PR #183, opened 2016-02-19
Add direct upload config flag for Google cloud storage, fixes #177.

### LINKED ISSUE #177: Google cloud storage insufficient data written
We have a secor setup where everything works with s3, but when switching to GS it throws

```
2016-02-11 23:45:10,502 [Thread-3] (com.pinterest.secor.common.FileRegistry:162) INFO  Deleting writer for path /data/secor/message_logs/partition/30946_12/organic-impressions/dt=2016-02-04/1_0_00000000000025099615
2016-02-11 23:45:10,503 [Thread-3] (com.pinterest.secor.uploader.GsUploadManager:73) INFO  uploading file /data/secor/message_logs/partition/30946_12/organic-impressions/dt=2016-02-04/1_0_00000000000025099615 to gs://trendmd-druid/raw/organic-impressions/dt=2016-02-04/1_0_00000000000025099615
Feb 11, 2016 11:45:11 PM com.twitter.common.zookeeper.DistributedLockImpl unlock
INFO: Cleaning up this locks ephemeral node.
Feb 11, 2016 11:45:11 PM com.twitter.common.zookeeper.DistributedLockImpl cleanup
INFO: Cleaning up!
2016-02-11 23:45:11,622 [Thread-3] (com.pinterest.secor.main.ConsumerMain$1:65) ERROR Thread Thread[Thread-3,5,main] failed
java.lang.RuntimeException: Failed to apply upload policy
    at com.pinterest.secor.consumer.Consumer.checkUploadPolicy(Consumer.java:112)
    at com.pinterest.secor.consumer.Consumer.run(Consumer.java:102)
Caused by: java.util.concurrent.ExecutionException: java.lang.RuntimeException: java.io.IOException: insufficient data written
    at java.util.concurrent.FutureTask.report(FutureTask.java:122)
    at java.util.concurrent.FutureTask.get(FutureTask.java:188)
    at com.pinterest.secor.uploader.FutureHandle.get(FutureHandle.java:34)
    at com.pinterest.secor.uploader.Uploader.uploadFiles(Uploader.java:95)
    at com.pinterest.secor.uploader.Uploader.checkTopicPartition(Uploader.java:186)
    at com.pinterest.secor.uploader.Uploader.applyPolicy(Uploader.java:207)
    at com.pinterest.secor.consumer.Consumer.checkUploadPolicy(Consumer.java:110)
    ... 1 more
Caused by: java.lang.RuntimeException: java.io.IOException: insufficient data written
    at com.pinterest.secor.uploader.GsUploadManager$1.run(GsUploadManager.java:94)
    at java.util.concurrent.Executors$RunnableAdapter.call(Executors.java:471)
    at java.util.concurrent.FutureTask.run(FutureTask.java:262)
    at java.util.concurrent.ThreadPoolExecutor.runWorker(ThreadPoolExecutor.java:1145)
    at java.util.concurrent.ThreadPoolExecutor$Worker.run(ThreadPoolExecutor.java:615)
    at java.lang.Thread.run(Thread.java:745)
Caused by: java.io.IOException: insufficient data written
    at sun.net.www.protocol.http.HttpURLConnection$StreamingOutputStream.close(HttpURLConnection.java:3228)
    at com.google.api.client.http.javanet.NetHttpRequest.execute(NetHttpRequest.java:81)
    at com.google.api.client.http.HttpRequest.execute(HttpRequest.java:972)
    at com.google.api.client.googleapis.media.MediaHttpUploader.executeCurrentRequestWithoutGZip(MediaHttpUploader.java:545)
    at com.google.api.client.googleapis.media.MediaHttpUploader.resumableUpload(MediaHttpUploader.java:417)
    at com.google.api.client.googleapis.media.MediaHttpUploader.upload(MediaHttpUploader.java:336)
    at com.google.api.client.googleapis.services.AbstractGoogleClientRequest.executeUnparsed(AbstractGoogleClientRequest.java:427)
    at com.google.api.client.googleapis.services.AbstractGoogleClientRequest.executeUnparsed(AbstractGoogleClientRequest.java:352)
    at com.google.api.client.googleapis.services.AbstractGoogleClientRequest.execute(AbstractGoogleClientRequest.java:469)
    at com.pinterest.secor.uploader.GsUploadManager$1.run(GsUploadManager.java:92)
    ... 5 more
```

this only happens if the file size is larger than the chunk size (10MB), if we set `secor.max.file.size.bytes` to 7500000 it results in a file about 9.5MB and is uploaded to GS ok, but when we set `secor.max.file.size.bytes` to it 8000000 throws the exception (`secor.messages.per.second=10000`).

secor version: 0.16 (0.13 also)
jdk version: 7u91-2.6.3-1~deb8u1

eLod:


HenryCaiHaiying:
use getBoolean is probably better.  But the current getBoolean takes in the default value, we kind of want all the default value to come in from the properties file (not through java code).  How about you provide a getBoolean which doesn't take in default value and then you can use this new getBoolean

eLod:
@jgagnon1 @HenryCaiHaiying i specifically used the `getString.equals("true")` code because that is exactly how secor does it for `getSeperateContainersForTopics()` (`secor.swift.containers.for.each.topic`) and I wasn't sure if this is the recommended way. The other boolean setting i could find in this config is `getAwsProxyEnabled()` (which simply uses `getBoolean`), i used that first, but then found out the former (and again wasn't sure why these two different ways are both used).

@HenryCaiHaiying i'm a little perplexed by your comments:
- there is `getBoolean`, not just on `PropertiesConfiguration` but on `SecorConfig` itself as well,
- both has signatures for with and without default value,
- i don't understand why would we want to not have a default (this setting should not be mandatory, it should be off by default, e.g. opt-in)

That all said i'm fine with changing to one of the `getBoolean` forms, implementing anything else (especially adding new functionality) please feel free to do yourself.

HenryCaiHaiying:
For the properties default, secor want to keep a convention that all properties are mandatory (needs to be specified in properties file, and with the default value provided in properties file), we don't want to keep the default logic in two places (in properties file and in java code since they might diverge as times goes on).  Have every property explicitly listed in property file would force the adopter to take a look and examine the impact of any new property.  But sometimes this convention is not strictly enforced, that's when you see some inconsistencies.

There is one SecorConfig.getBoolean() which calls underlying PropertiesConfiguration.getBoolean(), it currently asks for the default.  I think we should also have a form of getBoolean which does not ask for default (i.e. the property needs to be present in property file).  This new getBoolean(propertyName) method would just call the corresponding getBoolean(propertyName) in PropertiesConfiguraration.  And you can use the new getBoolean() method in your code.

eLod:
@HenryCaiHaiying i don't understand. https://github.com/pinterest/secor/blob/master/src/main/java/com/pinterest/secor/common/SecorConfig.java#L407 vs https://github.com/pinterest/secor/blob/master/src/main/java/com/pinterest/secor/common/SecorConfig.java#L411. am i missing something here?

eLod:
@HenryCaiHaiying ok i'll use that method and amend my commit. not sure if you saw but i only added the config/setting to `src/main/config/secor.dev.gs.properties`, should i add it somewhere else? i checked `secor.common.properties` but i only saw mandatory GS settings there (e.g. `secor.gs.credentials.path` is only present in `secor.dev.gs.properties`, not really sure).

HenryCaiHaiying:
Didn't realize they used a separate properties file, we should just use one
properties file: secor.common.properties, that's the one used for
production environment.

eLod:
@HenryCaiHaiying ping (sry, but not sure if github is notifying you if i update commit)

jgagnon1:
LGTM

HenryCaiHaiying:
@eLod looks good to me, thanks for the contributions.
P.S.  The github actually didn't notify me your new update to the change, feel free to ping me if you don't get response.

··········

> **PROBLEM REQUIREMENTS**: Count up the lines above in which the word "commit" appears, and give nothing but that count.

> **ANSWER BOX**: 2